## Your assignment:
Without adding or dropping anything, copy the entries below.

(Collected data entries)

PR #3449, opened 2025-08-14
chore(storybook): Enable a11y testing mocks

m1aw:
## Summary
The objective is to enable a few mocks that are going to be necessary for a11y testing. This also updates/fixes MSW "service worker" since it was not working properly under certain scenarios.

Added mock to the following payment methods:
- PayTo

## Tested scenarios

**Fixed issue**:


packages/e2e-playwright/automated-a11y.config.ts
```diff
@@ -71,7 +71,7 @@ const config: PlaywrightTestConfig = {
     /* Run your local dev server before starting the tests */
     webServer: [
         {
-            command: 'npm run build:storybook && npm run start:prod-storybook',
+            command: 'DISABLE_MSW=true npm run build:storybook:e2e && npm run start:prod-storybook',
```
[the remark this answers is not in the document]
longyulongyu: I had the same doubt as Gemini.

packages/e2e-playwright/playwright.config.ts
longyulongyu, line 1: I am getting runtime errors  when using the ui mode, and using https. I think it can be reproduced by any playwright test. Maybe because of recent node upgrade? I didn't have the issue before.

```
@ base-fixture.ts:18
TypeError: Protocol "https:" not supported. Expected "http:"
```

m1aw: Strange let me check.

m1aw: I couldn't reproduce, put something on your calendar we can go over this.

longyulongyu: Pushed a [commit](https://github.com/Adyen/adyen-web/pull/3449/commits/5c60ab92a2d90e7e78ef917199771b7cee23f95c) as we agreed.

## Written answer:
PR #3449, opened 2025-08-14
chore(storybook): Enable a11y testing mocks

m1aw:
## Summary
The objective is to enable a few mocks that are going to be necessary for a11y testing. This also updates/fixes MSW "service worker" since it was not working properly under certain scenarios.

Added mock to the following payment methods:
- PayTo

## Tested scenarios

**Fixed issue**:


packages/e2e-playwright/automated-a11y.config.ts
```diff
@@ -71,7 +71,7 @@ const config: PlaywrightTestConfig = {
     /* Run your local dev server before starting the tests */
     webServer: [
         {
-            command: 'npm run build:storybook && npm run start:prod-storybook',
+            command: 'DISABLE_MSW=true npm run build:storybook:e2e && npm run start:prod-storybook',
```
[the remark this answers is not in the document]
longyulongyu: I had the same doubt as Gemini.

packages/e2e-playwright/playwright.config.ts
longyulongyu, line 1: I am getting runtime errors  when using the ui mode, and using https. I think it can be reproduced by any playwright test. Maybe because of recent node upgrade? I didn't have the issue before.

```
@ base-fixture.ts:18
TypeError: Protocol "https:" not supported. Expected "http:"
```

m1aw: Strange let me check.

m1aw: I couldn't reproduce, put something on your calendar we can go over this.

longyulongyu: Pushed a [commit](https://github.com/Adyen/adyen-web/pull/3449/commits/5c60ab92a2d90e7e78ef917199771b7cee23f95c) as we agreed.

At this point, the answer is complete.